Tipping my chin up, I give him a small smile. “Yes. Okay. I forgive you.”
His fingers catch under my chin, and he dips his head until his lips brush mine. He doesn’t kiss me, but he comes close. Sliding his hand around to the back of my head, he searches my face.
“Don’t forgive me yet, Mama. I’m going to fucking earn it. You deserve to be fought for, not fought over. You deserve to be vindicated—which is exactly what I’m gonna do. The motherfucking South Chapel Sharks need to know what happens when they try to take what’s ours.”
“Ours?” I ask, hypnotized by his closeness, his presence, the intensity of his gaze.
“Ours. We were a mess without you, Jojo. When I saw how the boys all responded, saw how they need you… I couldn’t keep denying that I need you, too.”
His admission steals my breath and makes my stomach dip. Is this what swooning feels like? A ridiculously delighted hum escapes me before I can stop it, and I blush when I notice the hint of a smirk on Kendrick’s lips.

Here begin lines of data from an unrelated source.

PR #1322, opened 2017-05-30
Fixing Spotify Open's functionality for retrieving album titles.

StephenDonaldson:
Fixing Spotify Open's lack of sending album titles along with scrobbles as per [issue 1320](https://github.com/david-sabata/web-scrobbler/issues/1320) that I opened.

This fix uses a workaround to grab the album title of the currently playing track from an album page, single page, artist page, or playlist via sending an AJAX request to the hidden album url in the new Now Playing section and returning the title from the AJAX request's metadata. It would be more straightforward to use Spotify's API, but they've just turned off all un-authenticated API requests as of 2 days ago. This fix works on all areas of the site and scrobbles properly to Last.FM as well.

### DIFF
--- a/connectors/spotify-open.js
+++ b/connectors/spotify-open.js
@@ -5,6 +5,8 @@
 /**
  * The connector for new version of Spotify (open.spotify.com).
  */
+ 
+var albumTitle;
 
 Connector.playerSelector = '.now-playing-bar';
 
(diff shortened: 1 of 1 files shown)


alexesprit:
1. The connector send AJAX request on every `getAlbum` function call (approx. every 0,5 sec).
2. The changed code produces an error:
```
spotify-open.js:20 Uncaught TypeError: Cannot read property 'href' of undefined
    at BaseConnector.Connector.getAlbum (spotify-open.js:20)
    at BaseConnector.stateChangedWorker (connector.js:386)
    at MutationObserver.onStateChanged (connector.js:482)
```

StephenDonaldson:
The first one I'll look into a fix for, there's not much that I can really think of though since it needs to be able to update. I'll try to switch so that it only makes the ajax call when there's a player state change.

As for the second I'll add a fallback for that; it's throwing that error when the page first loads since nothing is playing and those divs have not been written yet.

PR #1331, opened 2017-06-14
Add QQ Video support

usdivad:
This adds support for scrobbling music videos on [QQ Video](https://v.qq.com/).

Examples:
https://v.qq.com/x/cover/zz4s3deuelkwbdk/t0023et2neq.html
https://v.qq.com/x/page/y0142cniol3.html

(More examples can be found in QQ Video's [Music](http://v.qq.com/music/) section.)

Things to review:
- [ ] I renamed `connectors/qq.js` to [connectors/qq-music.js](connectors/qq-music.js) and `tests/connectors/qq.js` to [tests/connectors/qq-music.js](tests/connectors/qq-music.js), as it seemed the best way to distinguish between QQ Music and QQ Video. I'm definitely open to other ways of naming it though.
- [ ] I wasn't sure whether or not to add `version: 2` for the connector definition in [core/connectors.js](core/connectors.js); right now it's not in the definition.
- [ ] In line 34 of [connectors/qq-video.js](connectors/qq-video.js) I define a `Connector.splitArtistTrack` function to parse the title string. Perhaps there's a better place to do this?


alexesprit:
Thanks for contribution!

1. It's totally fine.
2. The 'version' property is not used, because v1 core was removed. All connectors supposed to not have this property.
3. It's valid, but I'd define this function in the global scope. There's no sense to define it as the `Connector` object member.

I also noticed you used RegEx to get track name and `String.split` to get artist name. How do you think is it better to combine these things by using RegEx only? For example:
```js
const artistTrackRe = /(.+?)\s《(.+?)》/

function extractArtistTrack(artistTrackStr) {
	let match = artistTrackStr.match(artistTrackRe);
	if (match) {
		return { artist: match[1], track: match[2] };
	}

	return Util.emptyArtistTrack;
}
```

usdivad:
Thanks for the feedback, Alexey!

I think using RegEx for both artist and track is a great idea, as is defining the `splitArtistTrack` function in the global scope. I'll add those changes to this branch.

PR #1351, opened 2017-07-02
Enhance YouTube options

### LINKED ISSUE #1350: Misleading YouTube option names
If both options are disabled, we scrobble any category but user could misunderstand option titles (see [comments](https://github.com/david-sabata/web-scrobbler/issues/1349#issuecomment-312450318)). 

I'd like to suggest two options:
- One
  - Scrobble Music
  - Scrobble Entertainmaent
  - Scrobble other
- Two
  - Scrobble only these categories
    - Music
    - Entertainment
  - Scrobble all

f1u77y:
Don't use misleading option names.

Closes #1350.

### DIFF
--- a/connectors/youtube.js
+++ b/connectors/youtube.js
@@ -307,6 +307,9 @@ function readConnectorOptions() {
 			if (options.scrobbleEntertainmentOnly) {
 				allowedCategories.push(CATEGORY_ENTERTAINMENT);
 			}
+			if (options.scrobbleAll) {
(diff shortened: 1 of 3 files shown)


alexesprit:
@f1u77y If I disable all three checkboxes, that means the Youtube connector is turned off, right? I suppose it should be turned off in this case, but the connector still works.

inverse:
Should we cater for this? having a disabled state for connectors. Would make this interaction nicer.

Issue #1348, opened 2017-06-27
Ability to view list of saved edited tracks


fishstik:
I love the feature that saves edited track info and autofills it later. Very useful! Would like the ability to see (and maybe even edit?) a list of all my edited tracks. Could even just be a .txt file that could be opened from the Options page.

alexesprit:
@fishstik In the next release you can view edited tracks. I don't think editing the data should be implemented; this action can be done using the now playing popup. Removing tracks is not supported too, but I think it's a good feature should be implemented (possibly, later).

fishstik:
Awesome work, thanks!

PR #1352, opened 2017-07-02
View edited tracks in options

inverse:
Still WIP but wanted some input.

refs #1348

### DIFF
--- a/options/options.js
+++ b/options/options.js
@@ -226,7 +226,8 @@ require([
 					cache.append($('<li>').text('No items in the cache.'));
 				} else {
 					$.each(data, function(cachedKey, cachedData) {
-						cache.append($('<li>').text(cachedData.artist + ' - ' + cachedData.track));
+						let { artist, track } = cachedData;
+						cache.append($('<li>').text(`${artist} - ${track}`));
 					});
 				}
 			});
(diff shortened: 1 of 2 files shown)


options/options.js
```diff
@@ -214,6 +215,29 @@ require([
...
+
+			const localCache = ChromeStorage.getNamespace('LocalCache');
+
+			let cache = $('<ul class="list-unstyled"></ul>');
+			localCache.get((data) => {
+				if (Object.keys(data).length === 0) {
+					cache.append($('<li>').text('No items in the cache.'));
+				} else {
+					$.each(data, function(cachedKey, cachedData) {
+						cache.append($('<li>').text(cachedData.artist + ' - ' + cachedData.track));
```
alexesprit: Can we use template literals in this code block?
```js
let { artist, track } = cachedData;
cache.append($('<li>').text(`${artist} - ${track});
```

alexesprit:
What about removing items from the cache? Don't know exactly how to make this feature to look better; I suggest to add an "X" icon right after an item text.

options/options.js
inverse: We could try it :+1:

inverse:
We could always iterate on this :+1:

inverse:
@alexesprit should we merge this and iterate?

A small voice in the back of my mind whispers that I’m not worthy. That this is all too good to be true. But I tell that bitch to hush and revel in the feeling of being wanted. Being chosen. Being claimed.
Desperate to hide my grin, I shift again so I’m facing away from him, then sink back into his hold, savoring the warmth and adoration radiating off him.
Kendrick wasn’t supposed to be part of the equation. Yet he’s a perfect fit—a belt buckle finding its usual notch, or a perfectly worn-in pair of sneakers laced up just right.
“Be good to us. Don’t make us compete.”
“Never,” I whisper, my heart aching at just the thought. “I would never do that to any of you.”
He kisses the back of my neck once more, then goes still behind me. After a long moment, when I’m almost positive he’s drifted off again, he speaks. “I believe that now. I didn’t at first. But I was wrong. I believe you, Jojo.”